The girl likely didn’t realise that her extreme water-only dieting had pushed her into severe anorexia, a disorder causing her to vomit even the small amounts of food that she was given.
People on the internet are falsely advocating that consuming only water and no food helps in autophagy, a process when cells recycle and renew themselves, and thus regain their health. This is a myth. The fact is that no scientific literature has any evidence of this routine, which cannot be continued beyond a day or two anyway, as it accelerates weight loss.
Such trials have been conducted under medical supervision to ensure that the health of participants remains unaffected. However, this lack of scientific evidence hasn’t stopped people from adopting water fasting as an alternative diet fad and since it is an easy-to-follow routine, many fall for it, instead of following a proper diet, exercising or changing their lifestyle.

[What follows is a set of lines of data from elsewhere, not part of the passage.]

PR #1406, opened 2025-04-04
Fixes for the integration of the new SwiftUI views in the app

lissine0:
This allows the navigation bar to be displayed on iPads

Note: this commit is only needed on the develop branch, as the new SwiftUI views are not in beta / stable yet.

Before this PR:
Change Password view
Blocked Users view
After this PR:
Change Password view
Blocked Users view

### DIFF
--- a/Monal/Classes/SwiftuiHelpers.swift
+++ b/Monal/Classes/SwiftuiHelpers.swift
@@ -736,18 +736,23 @@ class SwiftuiInterface : NSObject {
     @objc
     func makeOwnOmemoKeyView(_ ownContact: MLContact?) -> UIViewController {
         let host = UIHostingController(rootView:AnyView(EmptyView()))
-        if(ownContact == nil) {
-            host.rootView = AnyView(UIKitWorkaround(OmemoKeysView(omemoKeys: OmemoKeysForChat(viewContact: nil))))
-        } else {
-            host.rootView = AnyView(UIKitWorkaround(OmemoKeysView(omemoKeys: OmemoKeysForChat(viewContact: ObservableKVOWrapper<MLContact>(ownContact!)))))
+
+        @ViewBuilder
+        var omemoKeysView: some View {
+            if(ownContact == nil) {
+                OmemoKeysView(omemoKeys: OmemoKeysForChat(viewContact: nil))
+            } else {
+                OmemoKeysView(omemoKeys: OmemoKeysForChat(viewContact: ObservableKVOWrapper<MLContact>(ownContact!)))
+            }
         }
+        host.rootView = AnyView(UIKitWorkaround(omemoKeysView))
         return host
     }
 
     @objc
     func makeChangePasswordView(for accountID: NSNumber) -> UIViewController {
         let host = UIHostingController(rootView:AnyView(EmptyView()))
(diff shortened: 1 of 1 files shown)


tmolitor-stud-tu:
This is marked as draft, presumably because you did not yet check if that causes problems on iPhone?

lissine0:
I marked this as a draft, because I'm going to add a commit that fixes the same problem for the SwiftUI chatview on iPad / Mac, but I didn't decide how to do it yet.

Monal/Classes/SwiftuiHelpers.swift
```diff
@@ -736,18 +736,23 @@ class SwiftuiInterface : NSObject {
     @objc
     func makeOwnOmemoKeyView(_ ownContact: MLContact?) -> UIViewController {
         let host = UIHostingController(rootView:AnyView(EmptyView()))
-        if(ownContact == nil) {
-            host.rootView = AnyView(UIKitWorkaround(OmemoKeysView(omemoKeys: OmemoKeysForChat(viewContact: nil))))
-        } else {
-            host.rootView = AnyView(UIKitWorkaround(OmemoKeysView(omemoKeys: OmemoKeysForChat(viewContact: ObservableKVOWrapper<MLContact>(ownContact!)))))
+
```
tmolitor-stud-tu, line 760: Isn't this whole part a rewrite of the old code? Other than using a view builder, I see no difference between the old and the new code. But maybe I'm missing something important here?

Monal/Classes/SwiftuiHelpers.swift
```diff
@@ -693,10 +693,27 @@ public extension UIViewController {
 // Interfaces between ObjectiveC/Storyboards and SwiftUI
 @objc
 class SwiftuiInterface : NSObject {
+    @StateObject private var sizeClass: ObservableKVOWrapper<SizeClassWrapper>
+    override init() {
```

When you follow a water-only fasting diet, there are major deficiencies of both macro and micronutrients in the body. Your body may run low on electrolytes like sodium and potassium. A deficiency of these essential electrolytes disrupts nerve signals for key body functions, which can lead to irregular heartbeats, muscle weakness, confusion, seizures and cardiac arrest.
If you drink too much water, you may experience abnormally low levels of blood pressure. You could also develop water intoxication or hyponatremia due to this. Brain functioning also gets affected and your organs begin to shut down.
The first step is to restore the diet with medical guidance. If for an extended period of time, a person consumes extreme calorie-restricted diets, it results in a refeeding syndrome. Even normal meals can feel like a calorie overload. There can be sudden and rapid metabolic changes that may lead to health complications like diarrhoea, vomiting and organ malfunction.
Therefore, we need to reintroduce the patient to food very slowly, beginning with smaller calorie counts, then going up to 800 calories and moving upwards gradually.
Also, it is essential that teens with body image issues and online addictions should be counselled by psychiatrists. Parents from this generation should also be vigilant and talk openly with their children about their issues.